Excerpts from a dataset
Issue #5502, opened 2017-04-25
SecretStore: dynamically generate KeyPairs


svyatonik:
During encryption/decryption session, every KS[i] -> KS[j] message is encrypted with SHARED_KEY=GENERATE(KS[i].KeyPair.Public, KS[j].KeyPair.Public).
KeyPair.Private of KS[i] is currently stored in plain text in configuration file on KS[i].

As @keorn suggested, it would be good not to store this in plain text => suggestion is to generate these values when encryption session is initializing, so we do not need to store it in configuration files.

svyatonik:
The same key is used to confirm that we are contacting with exactly same server we want to contact => by dynamically generating this key, there will be no way to make sure this happens.
There must be another way not to store this in plain text.

keorn:
You can store the current list in a contract. Similar to `ValidatorSet` or enodes that @arkpar is working on.

svyatonik:
Discussed this in private.
1) this issue is about storing private keys in configuration files. This must be resolved as:
1.1) every KeyServer must have corresponding account from ethstore (insert new account if not provided)
1.2) on startup, password for this account must be provided
1.3) use this account as KS KeyPair
2) next issue is about maintaining list of KeyServers. It is what @keorn comment is about. I'll add a separate issue with explanation.

PR #5694, opened 2017-05-25
SecretStore: generating signatures

svyatonik:
### Requirements:
a set of N KeyServers, sharing KeyPair (public is known to every node, secret could be restored by t KeyServers) must be able to sign message (message hash).

### Options:
1) it is possible to generate N-of-N ECDSA-compatible signature
2) it is possible to generate t-of-N ECDSA-compatible signature, but you must run t-of-t algorithm for every possible subset of t nodes
3) it is possible to generate t-of-N EC-Schnorr signature

Of these options, 3rd one has been choosen for now.

### Paper, on which current implementation is based:
https://www.researchgate.net/profile/A_Chronopoulos/publication/224386852_Efficient_multi-party_digital_signature_using_adaptive_secret_sharing_for_low-power_devices_in_wireless_networksPLEASE_REFERENCE_IN_YOUR_PAPERS/links/00b7d52c2a3fb5bf8e000000/Efficient-multi-party-digital-signature-using-adaptive-secret-sharing-for-low-power-devices-in-wireless-networksPLEASE-REFERENCE-IN-YOUR-PAPERS.pdf
also (important): http://www.wu.ece.ufl.edu/mypapers/notesMulti-partyDigitalSignature.pdf

### PR outline:
1) added relevant EC-math functions to secret_store/src/key_server_cluster/math.rs.
1.1) there's same issue as with earlier ECDKG implementation - currently signing only works on t-of-N groups, where t is even. Support for odd t would be added in next PRs, as I have to find the error in paper. This time it must be easier, because there are notes on the paper (see link above), in which this case is described.
1.2) I have slightly changed signature calculation, as it was not compatible with some non-distributed EC-Schnorr implementation, I've found on github. Now it is compatible. And non-distributed code is also in math.rs (local_compute_signature())
2) part of signing session is distributed key generation session (which is used as nonce when computing signature), so I had to separate key generation session from encryption session.
3) as an side effect of (2), secret encryption now can be completed in three steps:
3.1) client asks KeyServer to generate server key. KeyServer returns JointServerPublic to the client
3.2) client generates and encrypts DocumentSecret (which is point on EC in this case) using following procedure:
3.2.1) client generates random EC-field scalar k
3.2.2) client computes CommonPoint = k * ECGenerationPoint
3.2.3) client computes EncryptedDocumentSecret = DocumentSecret + k * JointServerPublic
3.3) client posts pair { CommonPoint, EncryptedDocumentSecret } to KeyServer.
3.4) in combination with 'shadow key retrieval', which was introduced before, this guarantees that KeyServer will never see unencrypted DocumentSecret. Previously DocumentSecret was generated on KeyServer.
4) only 'author' of (3.2.1) request is allowed to submit (3.2.3) request. So I've made some changes to internal SecretStore database to support this. Previous versions of db are incompatible with this new version.
5) both decryption and signng sessions behave in the same manner: at the very beginning they're selecting t nodes out of all nodes, which have agreed to restore the secret/sign message for requester. So I've created consensus_session.rs (which is message exchange for selecting this subset) and consensus.rs (which is subset itself). There's still a lot of almost same code in decryption_session.rs && signing_session.rs - so I'll make additional changes later (in next PRs) to eliminate duplicated code.
6) active sessions container now is a separate entity, living in the cluster_sessions.rs (previously there was a lot of duplicated code for getting/inserting/removing each kind of session)

### API changes:
Previous KeyServer API remains active - you still can simultaneously generate ServerKey && DocumentKey, retrieve DocumentKey && DocumentKey shadow.
In addition, following HTTP requests are now supported:
1) to generate server key (without storing DocumentKey in db), caller must POST to the /shadow/{server_key_id}/{signature}/{threshold} URL:
```
curl -v -X POST http://localhost:8082/shadow/0000000000000000000000000000000000000000000000000000000000000000/de12681e0b8f7a428f12a6694a5f7e1324deef3d627744d95d51b862afc13799251831b3611ae436c452b54cdf5c4e78b361a396ae183e8b4c34519e895e623c00/1
```
result is JointServerPublic:
```
"0x07d6c0e4cecbe7a3ab3a8f5bd6439bb78ecd41f3e7487d34981668c50c62976e6f57eda20c9bd7026b4defa31141520a3480561b3c5bec5275d9d7f4f1e9d50a"
```
2) to store DocumentKey, encrypted by client with JointServerPublic, caller must POST to the /shadow/{server_key_id}/{signature}/{common_point}/{encrypted_key}:
```
curl -v -X POST http://localhost:8082/shadow/0000000000000000000000000000000000000000000000000000000000000000/de12681e0b8f7a428f12a6694a5f7e1324deef3d627744d95d51b862afc13799251831b3611ae436c452b54cdf5c4e78b361a396ae183e8b4c34519e895e623c00/368244efaf441c2dabf7a723355a97b3b86f27bdb2827ae6f34ddece5132efd37af4ba808957b7113b4296bc4ae9ec7be38f9de6bae00504e775883a50d4658a/b7ad0603946987f1a154ae7f074e45da224eaa83704aac16a2d43a675d219654cf087b5d7aacce0790a65abbc1a495b26e71a5c6e9a4a71b543bf0048935bc13
```
3) to sign message, caller must issue GET request to the /{server_key_id}/{signature}/{message_hash}
```
curl -v http://localhost:8082/0000000000000000000000000000000000000000000000000000000000000000/de12681e0b8f7a428f12a6694a5f7e1324deef3d627744d95d51b862afc13799251831b3611ae436c452b54cdf5c4e78b361a396ae183e8b4c34519e895e623c00/0000000000000000000000000000000000000000000000000000000000000001
```
result is signature of message_hash, encrypted with caller' public key:
```
"0x0410fe210ffdd38611b252e24c61b610d6ea8ec70f9f7186184441871839562cc18c94174af0c804973ce88a6f07ec7604b4b91821a6ca68ca348d16cd647fba494f8132ff36ad4654abd5cba6fb1fd98cacc12aaf3a0fe70010be91f5ab7b69db8f80e528be3baba70341721d6058ad66665363033f0cee963476da746e843d4006170ab549fa82f14eec7b420d542c3415a61fc3075f39e1529bc4e6f54f1170496393485f6ef271ad8b587c8fae8a18"
```

### Next PRs (TODOs for me):
1) return error text (as plain json string) if request has failed (@ngotchac request)
2) support t-of-N signatures, when t is odd
3) refactoring to eliminate almost duplicate code from signing && decryption sessions (and, possibly, generation/encryption session)
4) add more tests
5) #5502 + security review
6) stress testing + potential performance fixes
6) try to find an easy way to generate ECDSA-compatible signatures


svyatonik:
Test fail seems unrelated, as I haven't changed anything in ethkey in this PR and ethkey is not dependent on secret_store.

tomusdrw:
Please merge latest master to avoid this failure.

Task objective —
Could you reproduce, exactly, every line above from the line with "As @keorn suggested, it" to the line with "1) this issue", and no other line? Both ends count.

Answer to the exercise —
As @keorn suggested, it would be good not to store this in plain text => suggestion is to generate these values when encryption session is initializing, so we do not need to store it in configuration files.

svyatonik:
The same key is used to confirm that we are contacting with exactly same server we want to contact => by dynamically generating this key, there will be no way to make sure this happens.
There must be another way not to store this in plain text.

keorn:
You can store the current list in a contract. Similar to `ValidatorSet` or enodes that @arkpar is working on.

svyatonik:
Discussed this in private.
1) this issue is about storing private keys in configuration files. This must be resolved as:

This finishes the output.